At a kitchen table somewhere in America, a seventh grader is doing her math homework. She works through a set of problems on paper, one by one, entering the answers into a computer program that instantly tells her whether those answers are correct. When she gets a problem wrong, the computer may offer a hint, it may explain the math behind the problem, or it may walk her through the problem, step by step (a process called scaffolding).
The next morning, when she takes her seat in class, her teacher has already viewed a report that shows how she and her 22 classmates did on the previous night’s work. Seeing that nearly everyone struggled with the same two problems, the teacher will take the time to discuss the underlying concepts of those problems before launching into a new lesson.
These scenarios may not seem revolutionary, but they represent a significant upgrade in the way middle-school math instruction has traditionally unfolded, with students completing homework largely unaware of whether their answers are right—or why they may be wrong—and teachers not fully tapped into what their charges have and have not mastered. The key difference for students and teachers is simple: feedback. When students get immediate feedback and help, they learn more. When teachers get feedback on the performance of the whole class, they can focus their efforts where it is most needed.

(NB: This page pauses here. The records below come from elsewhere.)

PR #1704, opened 2024-09-15
Stop throwing mangled exceptions.

motlin:
If you hide spaces, this looks like a smaller change. 99 additions and 1,413 deletions.

### DIFF
--- a/eclipse-collections-testutils/src/main/java/org/eclipse/collections/impl/test/Verify.java
+++ b/eclipse-collections-testutils/src/main/java/org/eclipse/collections/impl/test/Verify.java
@@ -98,115 +98,9 @@ public final class Verify extends Assert
         throw new AssertionError("Suppress default constructor for noninstantiability");
     }
 
-    /**
-     * Mangles the stack trace of {@link AssertionError} so that it looks like it's been thrown from the line that
-     * called to a custom assertion.
-     * <p>
-     * This method behaves identically to {@link #throwMangledException(AssertionError, int)} and is provided
-     * for convenience for assert methods that only want to pop two stack frames. The only time that you would want to
-     * call the other {@link #throwMangledException(AssertionError, int)} method is if you have a custom assert
-     * that calls another custom assert i.e. the source line calling the custom asserts is more than two stack frames
-     * away
-     *
-     * @param e The exception to mangle.
-     * @see #throwMangledException(AssertionError, int)
-     */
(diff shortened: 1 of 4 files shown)


donraab:
@motlin I don't think I have a problem with this, but curious why the change is being made now, as I believe this has been like this for a very long time?

motlin:
> @motlin I don't think I have a problem with this, but curious why the change is being made now, as I believe this has been like this for a very long time?

Do you know the history of why we have it? It has always felt unintuitive to me. It interferes subtly with tools like IntelliJ's analyze trace, and Datadog's error tracking and test tracking.

donraab:
@motlin I can't recall why this was done.

motlin:
> @motlin I can't recall why this was done.

From the behavior, it feels like it was designed to change stack traces of assertion failures so that the Verify class is on top. Someone probably thought that was more clear.

Usually the top of the stack trace is in your own test code, on the line that made the assertion. I think that the behavior is worse; I want to see the line in my own code.

Even if it were clearly better, it is unusual. JUnit's classes like Assert don't do it. I think it's better to test the way everyone else does.

donraab (commented):
@motlin Would it be better to leave the behavior alone and just deprecate `Verify`? Eventually it needs to stop extending `Assert`, right?

donraab (approved):
LGTM. I have no issues with you simplifying this if it helps move it forward for the JUnit upgrade.

motlin:
> @motlin Should we evenutally deprecate `Verify` in favor of `Assertions`? Eventually `Verify` needs to stop extending `Assert` as well, right?

`Verify` has some useful things in it, that are collection-specific assertions and failure messages. Examples:

- When comparing ordered iterables, it will show the index of the first failure
- When asserting maps are equal, it will also assert that the key and entry sets are equal

`Verify` is based on JUnit 4 primitives like `Assert` and has a lot of redundant stuff in it.

I like the idea of separate assertion libraries. JUnit 4 supports assertThat with Hamcrest matchers. Unfortunately Hamcrest is no longer maintained.

I've started to use [assertj](https://github.com/assertj/assertj) in other projects. It has [add-on modules](https://assertj.github.io/doc/) including a [Guava module](https://assertj.github.io/doc/#assertj-guava), for assertions for its Multimaps and Multisets. My ideal would be we build assertj-eclipse-collections and once stable contribute it to the upstream project.

PR #1705, opened 2024-09-15
Add test coverage for MutableBagIterable.

motlin:


unit-tests-java8/src/test/java/org/eclipse/collections/test/bag/mutable/sorted/MutableBagIterableTestCase.java
```diff
@@ -38,6 +38,10 @@ default void MutableBagIterable_addOccurrences()
         assertThrows(
                 IllegalArgumentException.class,
                 () -> mutableBag.addOccurrences(4, -1));
+        assertEquals(Bags.immutable.with(1, 1, 1, 2, 2, 3, 3, 3, 4, 4, 4, 4), mutableBag);
+
+        assertEquals(-2147483647, mutableBag.addOccurrences(3, Integer.MAX_VALUE - 1));
```
donraab, line 43: This looks like a bug.

donraab: I'm going to approve the PR, because while this look like a bug because it doesn't fail fast, documents current behavior.

donraab (approved):
LGTM. The overflow of `addOccurrences` and `size` documents current expected behavior. We should decide if this is an issue that should be addressed.

unit-tests-java8/src/test/java/org/eclipse/collections/test/bag/mutable/sorted/MutableBagIterableTestCase.java
motlin: This is related to #1601 where my intention was to fix a bug, but it wasn't covered in tests. I will leave that PR closed because that's not the approach we'll go with the fix. Now the bug is at least visible.

PR #1718, opened 2024-10-14
Fixes #1717 - overflow issues in LongInterval

### LINKED ISSUE #1717: Some LongInterval methods produce overflow for large interval values
The implementations of `each*`, `injectInto*`, and `chunk` methods appear to use `int` values which results in overflow when long interval values are outside of the valid range for `int`

vmzakharov:


unit-tests/src/test/java/org/eclipse/collections/impl/list/primitive/LongIntervalTest.java
```diff
@@ -251,6 +251,66 @@ public void each()
...
+                        0, -1_000_000_000L, -2_000_000_000L, -3_000_000_000L, -4_000_000_000L,
+                        -5_000_000_000L, -6_000_000_000L, -7_000_000_000L, -8_000_000_000L, -9_000_000_000L),
+                values2);
+    }
+
+    @Test
+    public void forEachWithIndexForLargeValues()
+    {
+        var values1 = LongLists.mutable.empty();
+        var indices1 = LongLists.mutable.empty();
```
donraab, line 282: It would be clearer if the indices1 were a `MutableIntList`.

There is also another method you changed named `forEachWithLongIndex` which would make perfect sense for this test.

donraab (changes requested):

unit-tests/src/test/java/org/eclipse/collections/impl/list/primitive/LongIntervalTest.java
vmzakharov: `forEachWithLongIndex` is not used and deprecated for removal (that was the change 😀) so I would rather not used it. Will change indices to `MutableIntList`.

donraab (approved):
LGTM. Thanks for the fixes!

PR #1721, opened 2024-10-19
Migrate test templates to junit5

Desislav-Petrov:
1. Migrates junit4 to junit5 for all test templates
2. Uplifts the assertX syntax as the signature between juni4 and 5 isn't compatible (assertion description now always goes at the end of the assertion method)

@motlin i'm back :-)


motlin (approved):

motlin:
Welcome back @Desislav-Petrov and thanks again!

PR #1724, opened 2024-10-25
Fixed flaky test in ParallelIterableTestCase#sumOfFloatConsistentRounding

IamLRBA:
## Changes

- **Increased the Delta (Tolerance)**: I increased the delta value in the assertEquals call to allow for small floating-point precision differences. In the first case, the delta was currently set to 1.0e-15.

 Since the difference in your test is in the range of 1.0e-16, we could increase the delta slightly, for example to 1.0e-13. This should be able to fix the flaky test caused by slight floating-point rounding differences.


IamLRBA:
cc
@motlin

IamLRBA:
> The change here is to increase the epsilon / tolerance of the rounding error, as you mentioned. Based on the name of the test, it seems to be designed to ensure the rounding error is not high, so I'm not sure this is a valid change to make. I don't remember being involved in the implementation of the code under test or the test, so I'm going to loop in @donraab for opinions here.

Alright!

Providing immediate and constructive feedback is one of the guiding principles behind the learning platform that made those scenarios possible. Known as ASSISTments, it has been developed over the course of nearly two decades by a couple who first met when they were middle school teachers: Neil Heffernan, William Smith Dean’s Professor of Computer Science and director of WPI’s Learning Sciences and Technology program, and Cristina Heffernan, who directs the ASSISTments Foundation, a nonprofit formed in 2019 to scale up and expand the platform.